Birthright is a dark, gripping literary thriller for fans of Ian McEwan, Rupert Thomson and Edward St Aubyn
Birthright was published by Gallic Books in ebook and paperback on 23 March 2023. My thanks to Jaime of Ink Editorial for the tour invitation and for providing the extract which I hope you enjoy.
EXTRACT
She is washing the feel of the evening’s cooking from her hands when Aldo calls her into the living room. She wipes her hands on a tea towel, picks up her tray and joins him on the sofa.
He is pointing at the screen. ‘Isn’t it remarkable?’ he says.
She looks across and sees a photograph of a girl with a fringe almost covering her eyes and the kind of blue-and-white-striped sweater she thinks of as Breton. The photograph has that deckled edge that photographs used to have and is set at an angle, which accentuates its vintage air.
‘I don’t know what you mean.’ Her fingers grip the tray. For a second she thinks she might faint.
Aldo pours her a glass of wine. ‘Come on, Liz, don’t tell me you can’t see the likeness.’
She lays the tray carefully down on the coffee table next to his, picks up the glass.
‘Likeness?’ she says.
‘It’s the spitting image of you when you were that age.’
She sips her wine. ‘How would you know what I looked like?’ she says, her tone level, under control. ‘You didn’t know me when I was that age.’
‘Well, practically,’ he says. ‘Don’t tell me you can’t see it. You could be twins.’
The photograph disappears and a blonde woman begins to speak, but Liz can’t concentrate. She needs to breathe normally, her heart is racing. She closes her eyes for a second, then takes another sip of wine. Aldo continues to stare at the screen, shaking his head in disbelief.
Moments later, the presenter is replaced by an old woman, frail in an armchair too large for her, a cloud of permed white hair around a sunken face.
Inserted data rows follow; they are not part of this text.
Issue #2582, opened 2023-02-15
[Tree][NestedSet] Invalid tree when multiple roots are inserted in one flush


sgehrig:
Using the following simple Tree

```php
#[ORM\Entity(repositoryClass: OURepository::class)]
#[ORM\Table(name: 'ous')]
#[ORM\Index(columns: ['lft', 'rgt'], name: 'idx_tree')]
#[Gedmo\Tree(type: 'nested')]
class OU
{
    #[ORM\Id]
    #[ORM\Column('id', 'guid')]
    private string $id;

    #[ORM\ManyToOne(targetEntity: OU::class, inversedBy: 'children')]
    #[ORM\JoinColumn(name: 'parent', referencedColumnName: 'id', nullable: true, onDelete: 'CASCADE')]
    #[Gedmo\TreeParent]
    private ?self $parent = null;

    #[ORM\Column(name: 'lft', type: 'integer', options: ['unsigned' => true])]
    #[Gedmo\TreeLeft]
    private int $left = 1;

    #[ORM\Column(name: 'lvl', type: 'integer', options: ['unsigned' => true])]
    #[Gedmo\TreeLevel]
    private int $level = 0;

    #[ORM\Column(name: 'rgt', type: 'integer', options: ['unsigned' => true])]
    #[Gedmo\TreeRight]
    private int $right = 2;

    #[ORM\OneToMany(mappedBy: 'parent', targetEntity: OU::class)]
    #[ORM\OrderBy(['left' => 'ASC'])]
    private Collection $children;

    public function __construct(string $id, ?self $parent = null)
    {
        $this->id = $id;
        $this->children = new ArrayCollection();
        $this->parent = $parent;
        if ($parent) {
            $parent->children->add($this);
        }
    }
}
```

I create multiple roots in one `flush()`:

```php
$ou1 = new OU('id1', null);
$ou11 = new OU('id11, $ou1);
$ou2 = new OU('id2', null);
$ou21 = new OU('id21, $ou2);
```

Now there's a corrupt tree in the database:

| id   | parent | lft | lvl | rgt |
|------|--------|-----|-----|-----|
| id1  |        | 1   | 0   | 8   |
| id11 | id1    | 2   | 1   | 7   |
| id2  |        | 3   | 0   | 6   |
| id21 | id2    | 4   | 1   | 5   |

If I split the two roots into two separate `flush()`s, the tree is valid:

| id   | parent | lft | lvl | rgt |
[...]

PR #2932, opened 2025-03-18
[Tree][NestedSet] Fix inserting multiple roots in one flush

sgehrig:
This PR tries to solve the issue described in #2582. Currently it only provides a test case that reproduces the issue and the observations made in https://github.com/doctrine-extensions/DoctrineExtensions/issues/2582#issuecomment-1961459995 (persisting roots first) and in https://github.com/doctrine-extensions/DoctrineExtensions/issues/2582#issue-1585812779 (doing two flushes).

`\Gedmo\Tests\Tree\Issue\Issue2582Test::testInsertTwoRootsInOneFlush` fails as expected right now because it is a direct replication of the issue. `\Gedmo\Tests\Tree\Issue\Issue2582Test::testInsertTwoRootsInOneFlushRootsFirst` and `\Gedmo\Tests\Tree\Issue\Issue2582Test::testInsertTwoRootsInTwoFlushes` both succeed.

### DIFF
--- a/CHANGELOG.md
+++ b/CHANGELOG.md
@@ -21,6 +21,9 @@ a release.
 ### Changed
 - All: Removed the dollar sign from the generated cache ID for extension metadata to ensure only characters mandated by [PSR-6](https://www.php-fig.org/psr/psr-6/#definitions) are used, improving compatibility with caching implementations with strict character requirements (#2978)
 
+### Fixed
+- Tree: Fixed inserting multiple root nodes in one flush operation with the nested set strategy in certain circumstances (#2582)
+
 ## [3.22.0] - 2025-12-13
 ### Added
 - Support for Symfony 8
--- a/src/Tree/Strategy/ORM/Nested.php
+++ b/src/Tree/Strategy/ORM/Nested.php
@@ -407,6 +407,11 @@ class Nested implements Strategy
                 $wrapped->setPropertyValue($config['right'], $right);
             }
             $newRoot = $parentRoot;
+
+            if (!isset($this->treeEdges[$meta->getName()])) {
+                $this->treeEdges[$meta->getName()] = $this->max($em, $config['useObjectClass'], $newRoot) + 1;
+            }
+            $this->treeEdges[$meta->getName()] += 2;
         } elseif (!isset($config['root'])
             || ($meta->isSingleValuedAssociation($config['root']) && null !== $parent && ($newRoot = $meta->getFieldValue($node, $config['root'])))) {
             if (!isset($this->treeEdges[$meta->getName()])) {
--- a/tests/Gedmo/Tree/Issue/Issue2582Test.php
+++ b/tests/Gedmo/Tree/Issue/Issue2582Test.php
@@ -57,7 +57,7 @@ class Issue2582Test extends BaseTestCaseORM
                 $expected[$i],
                 [
                     $a->getId(),
-                    $a->getParent()?->getId(),
+                    $a->getParent() ? $a->getParent()->getId() : null,
                     $a->getLeft(),
                     $a->getLevel(),
                     $a->getRight(),
@@ -93,7 +93,7 @@ class Issue2582Test extends BaseTestCaseORM
                 $expected[$i],
                 [
                     $a->getId(),
-                    $a->getParent()?->getId(),
+                    $a->getParent() ? $a->getParent()->getId() : null,
                     $a->getLeft(),
                     $a->getLevel(),
                     $a->getRight(),
@@ -130,7 +130,7 @@ class Issue2582Test extends BaseTestCaseORM
                 $expected[$i],
                 [
                     $a->getId(),
-                    $a->getParent()?->getId(),
+                    $a->getParent() ? $a->getParent()->getId() : null,
                     $a->getLeft(),
                     $a->getLevel(),
                     $a->getRight(),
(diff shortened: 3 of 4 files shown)


sgehrig:
The change in `\Gedmo\Tree\Strategy\ORM\Nested` fixes the issue and keeps all tests *green*. I am not sure however if this is in any shape or form correct.

When debugging the failing test case I noticed that the `\Gedmo\Tree\Strategy\ORM\Nested::$treeEdges` property is not updated when `\Gedmo\Tree\Strategy\ORM\Nested::updateNode` handles the second non-root node.

sgehrig:
@phansys Is there anything I need to do to get this one merged? Thanks a lot for your help.

phansys:
Thanks for your contribution @sgehrig! 

Could you please add the corresponding changelog entries? See https://github.com/doctrine-extensions/DoctrineExtensions/blob/main/CONTRIBUTING.md#changelog.

sgehrig:
Is there any chance to have this merged?

sgehrig:
Branch has been rebased. 
Is there any chance to have this one merged?

sgehrig:
Still a valid bug.

CHANGELOG.md
```diff
@@ -21,6 +21,9 @@ a release.
 ### Changed
 - All: Removed the dollar sign from the generated cache ID for extension metadata to ensure only characters mandated by [PSR-6](https://www.php-fig.org/psr/psr-6/#definitions) are used, improving compatibility with caching implementations with strict character requirements (#2978)
 
+### Fixed
+- Tree: Fixed inserting multiple root nodes in one flush operation with the nested set strategy in certain circumstances (#2582)
```
phansys: Thanks for the addition @sgehrig!

Please, replace "certain circumstances" with the concrete cases considered in this PR to unambiguously clarify the scenario where this fix applies.
This way, users receiving this update will be able to determine whether or not their own applications are affected by the bug.

sgehrig: @phansys Done.

src/Tree/Strategy/ORM/Nested.php
```diff
@@ -406,6 +406,9 @@ public function updateNode(EntityManagerInterface $em, $node, $parent, $position
                 $wrapped->setPropertyValue($config['right'], $right);
             }
             $newRoot = $parentRoot;
+
+            $this->treeEdges[$meta->getName()] ??= $this->max($em, $config['useObjectClass'], $newRoot) + 1;
+            $this->treeEdges[$meta->getName()] += 2;
```
phansys: This advances the edge counter by a literal `2`, but this branch opens a gap of `$treeSize` (see the `shiftRL($em, $config['useObjectClass'], $start, $treeSize, $parentRoot)` call above). For the cases under test `$treeSize` is always `2` - a freshly persisted leaf starts at `left=1, right=2`, so `treeSize = right - left + 1 = 2` - which is why the tests pass. But for a non-root node that already carries a subtree (`$treeSize > 2`), `+= 2` under-advances the counter and the next root will overlap again, reintroducing the bug this PR fixes.

Suggest matching the gap the branch actually opens:

```suggestion
            $this->treeEdges[$meta->getName()] += $treeSize;
```

This keeps every current test green (there `$treeSize === 2`) while making the increment correct for the general case rather than incidentally correct for single-leaf children.

src/Tree/Strategy/ORM/Nested.php
```diff
@@ -406,6 +406,9 @@ public function updateNode(EntityManagerInterface $em, $node, $parent, $position
                 $wrapped->setPropertyValue($config['right'], $right);
             }
             $newRoot = $parentRoot;
+
+            $this->treeEdges[$meta->getName()] ??= $this->max($em, $config['useObjectClass'], $newRoot) + 1;
```
phansys: Nice that this mirrors the root branch's seeding. One thing worth confirming: `$treeEdges` is keyed only by class name (`$meta->getName()`), while `max()` here is seeded with `$newRoot` (`= $parentRoot`). For this PR's fixture that is fine because `OU` has no `@Gedmo\TreeRoot` column, so `$newRoot` is `null` and numbering is global. It would be good to verify (or note) that the class-keyed cache still behaves for the separate-root-column configuration, which is not exercised by the tests here.

tests/Gedmo/Tree/Issue/Issue2582Test.php
```diff
@@ -0,0 +1,157 @@
...
+
+        $this->listener = new TreeListener();
+
+        $evm = new EventManager();
+        $evm->addEventSubscriber($this->listener);
+
+        $this->getDefaultMockSqliteEntityManager($evm);
+    }
+
+    public function testInsertTwoRootsInOneFlush(): void
```
phansys: To lock in the general case behind the `+= $treeSize` change, it would help to add a scenario where a non-root node with an existing subtree is inserted before another root in the same flush (i.e. `$treeSize > 2`), and - if feasible - one variant using a dedicated `@Gedmo\TreeRoot` column. That would cover the two paths the current fixtures do not.

phansys (commented):
Your instinct here is right to flag. The approach - advancing `treeEdges` in the child branch so a later root does not allocate an overlapping range - is the correct layer and the correct idea: the child branch grows the tree via `shiftRL(..., $treeSize, ...)`, and the edge counter needs to reflect that growth. The one thing that makes it "works but I am not sure it is correct" is the hardcoded `+= 2`: it equals `$treeSize` only for fresh leaf children, which is all the tests cover. Using `+= $treeSize` makes it model the actual gap and generalises to subtree inserts. With that change (plus a test for a `treeSize > 2` insert), this moves from incidentally-correct to provably-correct. Left a couple of inline notes with the specifics.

Liz hears the woman speak a few words of affected English, the English her generation uses on the telephone, until her voice is masked by the confident, strident enunciation of a younger woman saying in Italian that she would never understand, that it was all so long ago, that she would rather be left in peace but she couldn’t bear not to know, the words so contrary to what the old woman is trying to say, everything lost, or almost lost. Liz hates it when they do this, this layer of Italian distorting the still just audible English, so that all she can hear is the gap between the two, into which meaning tumbles.
‘What is this programme anyway?’ she says, because something, sooner or later, has to be said.
‘It’s about people who go missing. You’ve seen it a hundred times.’
‘And hated it every time,’ says Liz, with a shudder. ‘It’s so intrusive.’
‘Look at that poor old dear,’ says Aldo. ‘She’s crying.’
‘I don’t want to look at an old woman crying,’ says Liz. ‘That’s exactly what I mean.’ She stands up, crosses the room to the door leading out to the garden.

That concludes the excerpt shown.